• **WHAT THIS TASK INVOLVES**
Below are records; work out how many of their lines contain "whatever" and give only that number.

*** Begin section ***

PR #1044, opened 2016-02-21
Adds welding goggles to autolathes.

Nalarac:
metal cost: 1500
glass cost: 1000
category: general


Zuhayr:
In the future please name your commits more informatively.
:+1:

PR #1052, opened 2016-02-21
Removes unnecessary code for mouse rest...

RusskiSam:
...Or how rookies don't know simple things.


RusskiSam:
Basicly, #1000 but without category set and message print.
Thanks @Zuhayr

Datraen:
Works either way, but ultimately both are valid.

This way is more ideal.

PsiOmegaDelta:
An even more ideal way is for the base lay_down() proc to call update_icon() which in turn sets the appropriate icon state for the situation.

PR #1059, opened 2016-02-22
Metabolic rate

Anewbe:
Makes metabolic_rate a species var, allowing species with fast or slow metabolisms


Zuhayr:
You are setting metabolic_rate on the reagents to some kind of global variable rather than to the species variable. You will need to cast the species of the person that the reagent is reacting in, get their metabolic rate, and apply it, rather than setting it all in this manner, every time metabolic_rate is going to be referenced. 

It's not a bad idea in principle but what you're doing here is not going to work and doing it properly is going to be very annoying to code.

Anewbe:
Didn't realize this was going to the master, thanks for the input.

PR #1066, opened 2016-02-23
Adds even more underwear

Yoshax:
Sprites courtesy of Serithi


Serithi:
Pics for those curious.
Front, back and side (slightly older version of it, but it's only off by a couple pixels) http://i.imgur.com/5bIQ0mY.png
Colors http://i.imgur.com/a6NA0xq.png

Hubblenaut:
..giant bald ladies.
(Also not in favor of that sprite Serithi)

sabiram:
That's a swimsuit

Zuhayr:
Why.

Neerti:
Not a fan of this myself, since it looks a bit too.. suggestive, let's say.

Datraen:
I feel the same way as Neerti on this one.

Serithi:
@Neerti You _have_ seen the "thong" underwear sprite we have, right :v. This technically covers stuff that thong _doesn't_.

@sabiram This is a type of halterneck bra. Felt like doing something a little more different than the generic designs we have right now. And bear in mind that swimsuits aren't exactly that much different to underwear anyway.

sabiram:
I'm fairly well educated when it comes to ladies' undergarments

I think this sprite would be better as a swimsuit, that's all~

Earthcrusher:
I like it. It's surprising the shape came out so well for how little space you had to work with.

zaredman:
#underweargate2560

Completely un-shockingly, I really couldn't care about what people wear. So I'm :+1:

Serithi:
@zaredman If it works for both, go ahead and pop it in swimwear too :v.

Spookerton:
Just adding another :+1: from the general staff side, since pixel nipple covers are scary.

Yoshax:
If anyone wants anything done or whatnot, it's basically Serithi's PR, I just made it because he can't into git.

PR #1075, opened 2016-02-24
[DNM] Revolution now requires 15 people to start

Mark9013100:
Makes rev a high pop gamemode, this should help with the ungodly lowpop rev rounds that get voted and turn into traitor because there's nothing to do whatsoever.


Kelenius:
Aka: turning rev from "very rare" to "never".

Mark9013100:
What a shame.

EmperorJon:
Discussed and was acceptable to headstaff.

PR #1080, opened 2016-02-24
Updates the NanoUI map

### LINKED ISSUE #1069: NanoUI map of the Colony is out of date
Title. If anyone can update the map thingamajig, that'd be great.

EmperorJon:
Fixes #1069


EmperorJon:
Note the generate map functionality is still not set up to be used for Polaris. It works at my end because I've done some magic in the past, but I haven't actually cleaned up and committed said changes. I probably should do.

PR #1083, opened 2016-02-25
There is now a ten-second delay for carding the AI

Kelenius:


Ithalan:
wouldn't the existence of this option just encourage AI core invaders to kill the AI outright instead of trying to card it? If you're trying to neutralize the AI core, it usually takes less time and effort to kill it (shoot it up from AI upload. Push a bomb inside, etc) than to secure the core chamber itself for the carding operation, and the possibility that it might not even be possible might just make them skip trying.

If a person is in a position to card the AI against its will, there's practically nothing it can do to stop that person from taking the additional step of killing it first anyway.

Kelenius:
>secure the core chamber itself for the carding operation

You mean run up to the core and card it before the turrets even pop up?

Spacemanspark:
Does Polaris have the ability to wrench a core up and drag the core away directly, out of curiosity?

Ithalan:
> You mean run up to the core and card it before the turrets even pop up?

If that's the issue, I would suggest making the act of carding the AI take 5-10 seconds instead. This would stop the hit and run, but leave carding as a non-lethal way to neutralize a hostile AI.

Kelenius:
There is a non-lethal way of neutralizing a hostile AI: AI upload console. It's unusable on malf (uncardeable currently) and traitor AI (can't be reset anyway, so being carded is as good as being dead).

zaredman:
>Does Polaris have the ability to wrench a core up and drag the core away directly, out of curiosity?

That's in pretty much every baycode fork yea.

Ccomp5950:
Todo:  Make death consensual.

Kelenius, I'm curious, what is this actually intended to solve?  (Trying to stop back and forth "well..." "well..." "oh yeah?....")

Mark9013100:
As it stands, right now you can bumrush the AI core with an intellicard and the AI won't be able to resist. :+1:

Kelenius:
Ccomp5950, intelicard use as a weapon, which is a one-click permanent inescapable unghostable imprisonment that also shows everyone your laws (and, consequently, antag status) and leaves you at full mercy of the capturer, even pAIs get more freedom than a carded AI. If the AI is being a baddie and reset is not an option then at least it should take some effort to force-card it. Shoot it or smack it with something heavy enough times and you can card it - it can be easily revived later - so the AI can ghost and isn't forced to follow you around without radio. The way the AI core is designed, you don't need to worry about turrets if you are fast enough, because the AI can't do anything to stop you from opening the windoor. Plus, as far as I know, there are plans to remove malf and merge some of it into traitor - consider this a first step.

Spookerton:
Preliminary chatter on this topic is against the idea of AI-chosen carding, but we do like the idea of disincentivizing the particular activity of dashing in and out to avoid the turrets. The favorite is currently adding a timed completion to carding, probably on the order of 8~10 seconds, which is plenty of time for turrets to utterly ruin someone.

alabasterTempest:
As I was out/missing when above-said convo was had, I second Sparky's alternative.

Minijar:
Is this by any chance related to the round the other day when this exact thing happened to you by any chance?

Neerti:
I strongly prefer Spookerton's solution to this issue, of adding a delay to carding.

Kelenius:
As you wisssssssh.

Spookerton:
:+1:

PR #1093, opened 2016-02-26
Adds hijabs

redstryker:
Adds hijabs in every base color as a loadout item.


OhEmGee:
Only if you add crucifixes and kipas as well :^)

Nah, I'm totally fine with this.

Minijar:
Kind of an odd addition but whatever.

OhEmGee:
>Kind of an odd addition but whatever.

it's the muslim agenda mini

Zuhayr:
How is it odd to add a headscarf/veil? You do realize that there are a Hell of a lot of Muslim folks in the world, yes?

redstryker:
@OhEmGee , I'm actually planning on adding Kippot and Turbans later on, so all in good time.

Yoshax:
You could look into a way of having the base sprites as greyscale, and then add a way for the player to select a color that is applied, similar to the way hair is done.

code/modules/client/preference_setup/loadout/loadout_head.dm
```diff
@@ -184,4 +184,88 @@
...
+	display_name = "Dark red hijab"
+	path = /obj/item/clothing/head/hijab/darkred
+
+/datum/gear/head/hijab/green
+	display_name = "Green hijab"
+	path = /obj/item/clothing/head/hijab/green
+
+/datum/gear/head/hijab/green
+	display_name = "Green hijab"
+	path = /obj/item/clothing/head/hijab/grey
```
PsiOmegaDelta: I believe the copy-paste demon been involved, as I have a feeling this grey hijab isn't intended to be under the green entry.

AltAccount111:
@redstryker Will crucifixes be added?

redstryker:
@AltAccount111 , Seeing that I am actually working on five different things right now, not in the near future, but perhaps.  Although, I'm hesitant to add crucifixes since there is no 'jewelry' system right now, and I think that making them basically ties would just be cheesy.  Plus, there are other 'Christian' items already in game.  Take the nun outfit, or all of the chaplain's clothes, for instance.  I'm just trying to add some diversity to the platform, and right now, adding crucifixes is the least of my worries.  I have plans to sprite/code other things before I do that, but dependent, I may get around to it.

PR #1095, opened 2016-02-27
Adds a timer to staffwho AFK notifications.

EmperorJon:
When using staffwho, AFK staff (currently apparently 5 minutes of inactivity) now report exactly how long they've been inactive for, such as follows. http://i.imgur.com/aUYkuwC.png
(Ignore the missing space before minutes, that was fixed)

This is so that when you use staffwho you can see which staff are more or less nominally AFK and which staff have stayed logged on to the server but actually have been AFK for literal hours.

### DIFF
--- a/code/game/verbs/who.dm
+++ b/code/game/verbs/who.dm
@@ -86,7 +86,10 @@
 					msg += " - Playing"
 
 				if(C.is_afk())
-					msg += " (AFK)"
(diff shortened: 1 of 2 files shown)


Minijar:
Is this viewable to staff only or players to?

EmperorJon:
This expands the pre-existing AFK notification for staff only.

PR #1096, opened 2016-02-28
Fixes ID computers.

Neerti:
Also fixes what appears to be a merge error in condiments, which made my compiler complain.
oh, someone also added FILE_DIR previously, as well.  Fixed that too.


EmperorJon:
(woopsy)

PR #1099, opened 2016-02-28
Z1/Z2 map fixes, 2/28/2016

Mark9013100:
Z-Level One:
Fixes a few decal errors in medical.
Moves a window over to the MULEBOT drop off.
Removes the airlock assembly in medical maintenance.
Adds a few more Orion Trail machines.

Z-Level Two:
Adds an Orion Trail machine.
Makes the ERT spawn a tiny bit more open.


Hubblenaut:
Why removing the airlock in medical maintenance? Thought it was a nice gimmick and reference.

Mark9013100:
It's resided in the glorious utopia of maintenance long enough, like all, it must leave sometime or another.

Kelenius:
Reference?

Telvayne:
Yoshax accidently put a copy of the CE's airlock in virology during a map update.  It went live and nobody noticed it for a while, due to 'haha virology'.  When we fixed the map, the airlock was just moved to maintenance as a nod to it.

Just a sort of joke, like engineering took it apart and stuffed it in maintenance,  in case they needed it later.

It's funny, and doesn't seem really out-of-place.

ParadoxSpace:
We could always not delete that door.

Mark9013100:
gib me money and I won't burn your sacred orphan-- airlock down

Telvayne:
I'm not that committed to polaris-centric meme doors.

PR #1107, opened 2016-03-01
Remaps xenoflora

Kelenius:
Before: http://i.imgur.com/CDrFdqQ.png
After: http://i.imgur.com/6pHF0wx.png + honey extractor next to machines at the bottom, tanks and crate pushed to the right
DNM pending feedback from http://ss13polaris.com/forums/viewtopic.php?f=18&t=667
Also fffffu conflicts

EDIT: http://i.imgur.com/LSA8bT3.png


Yoshax:
Are you planning to actually make it aesthetically pleasing like the old one?

Telvayne:
I'm a big fan of having two windoors as the only thing separating central primary from horrible phoron-generating madness plants.

Also, the smaller mechbay makes sense and I like it.  Mechbay feels far too big right now.

Kelenius:
Feedback received, additions made, merge conflict resolved.

Yoshax:
Still looks a bit plain, imo. Especially the mechbay, maybe add some windows from the robotics room to the mechbay.

Spookerton:
Too many trays, too big, too close to the primary corridor, not enough separation between xenoflora storage and xenoflora itself. If a xenoflorist wants to get their human interaction on, they can do it by using the multitude of different remote comms tools available, or just leave their lab for a while. This xenoflora change is negative.

The mechbay could stand to be a little smaller, though.

Kelenius:
Can we move this discussion to the forum, because this isn't the best place :<

Spookerton:
I'm mouth-piecing a selection of staff here so I mean sure, it can be a forum chat, but the general response to this has been pretty neutral-to-bad to begin with. As far as I can tell the primary goal for this is to attach xenoflora to the main corridor, and that's just not going to happen.

Kelenius:
Abandon the ship.

PR #1169, opened 2016-03-12
Axes old wire, fixes costs in lathe

Kelenius:
#1162 but without insanity.


code/game/objects/items/stacks/rods.dm
```diff
@@ -9,7 +9,7 @@
 	throwforce = 15.0
 	throw_speed = 5
 	throw_range = 20
-	matter = list(DEFAULT_WALL_MATERIAL = 1875)
+	matter = list(DEFAULT_WALL_MATERIAL = SHEET_MATERIAL_AMOUNT / 2)
```
Zuhayr: I feel like fractional matter values may cause problems down the line in regards to lathe storage etc, might be worth doing a ceil() on this.

Kelenius: Does byond actually separate integers and doubles/floats? ``SHEET_MATERIAL_AMOUNT`` is 2000, so this should be 1000.

Zuhayr: It's a macro, so you should be planning around it potentially changing, either with comments on the macro or sanity stuff in the code. If someone changes it to an odd number for whatever reason it's going to end up a float and mess with the lathe.

BYOND assumes int until it needs to be a float I believe.

Kelenius: I'm planning to remove that macro.

comma: BYOND doesn't have int at all IIRC, all is float. That's why you can see 1.0 values in old vars, they come from decompiled code.

Zuhayr: I could have sworn that there are circumstances under which BYOND will do integer division. Maybe I am just confused.

Kelenius: It really doesn't matter. This macro is 2000. This code doesn't cause any issues currently. If someone is going to change the macro, it will be their responsibility to make sure it doesn't cause any issues.

Kelenius:
Ping.

Kelenius:
Ping...

Neerti:
64 bytes from Neerti: icmp_seq=1 ttl=2 m time=14 d

PR #1172, opened 2016-03-12
Adds Turbans and Kippot and a Hoodie (V2)

redstryker:
Adds the following to the loadout:

- Kippot (in all colors)

- Turbans (in all colors as well)

- Space Mountain Wind Hoodie

Also fixes some of the code with the Hijabs loadout. It is now cleaner. Instead of being listed as (for example) 'Black Hijab' on the loadout screen, it is listed as 'Hijab, black'. This allows it to be more orderly.

Kippa (in red):
http://puu.sh/mWkK6/541fe8a5f2.png
http://puu.sh/nCT6r/0e9f98eb20.png
http://puu.sh/nCT7W/2de785eea2.png
No front view since it cannot be seen from the 'north' position.

Turban (in red):
http://puu.sh/nCSOh/aa96aa764b.png
http://puu.sh/nCSS9/111bfeb905.png
http://puu.sh/nCSXQ/a1bf497524.png
http://puu.sh/nCT0G/7d9e33e420.png

Hoodie:
http://puu.sh/mm13w/e19ed2af1c.png (front's pretty plain excluding like, four pixels)


Hubblenaut:
Mhmm, I like these. If we ever have towels, putting them on the head slot should use this turban icon.

PR #1174, opened 2016-03-13
Gives the mercs a nuke...

Mark9013100:
beer keg


Yoshax:
No flashing nuke lights :-1:

Mark9013100:
I'm a lazy asshole and that'd take effort

code/modules/reagents/reagent_dispenser.dm
```diff
@@ -217,6 +217,16 @@
...
 
+/obj/structure/reagent_dispensers/beerkeg/fakenuke
+	name = "nuclear beer keg"
+	desc = "A beer keg in the form of a nuclear bomb! An absolute blast at parties!"
+	icon = 'icons/obj/stationobjs.dmi'
+	icon_state = "nuclearbomb0"
+	amount_per_transfer_from_this = 10
+	New()
+		..()
+		reagents.add_reagent("beer",1000)
```
Kelenius: This will add beer twice. It's a subtype of regular keg, it inherits the procs.

Datraen:
What Kelenius said, + breaking current coding standards.

Beerkegs are older code, use relative pathing instead of absolute, which is the preferred method of pathing at the moment.
See https://github.com/PolarisSS13/Polaris/wiki/Code-Standards

Hubblenaut:
> use relative pathing instead of absolute
Don't you mean the other way around?

Datraen:
If you take that snippet, yes that is correct.
I'll write it out without the first comma:
Beerkegs are older code that use relative pathing instead of absolute pathing, which is the preferred method.

It probably reads better without the first comma, with less of a chance for miscommunication. We use absolute pathing, and not relative.

Neerti:
Pathing issue was fixed, so :+1:

PR #1183, opened 2016-03-14
Stunbatons now check to see if they're active while harmbaton.

### LINKED ISSUE #1177: Inactive Harmbatons do the same Hallos as Active ones.
It doesn't matter if your baton is on or off, powered or depowered, it will do the same hallos on harm intent.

*** End section ***

• **WRITTEN ANSWER**
3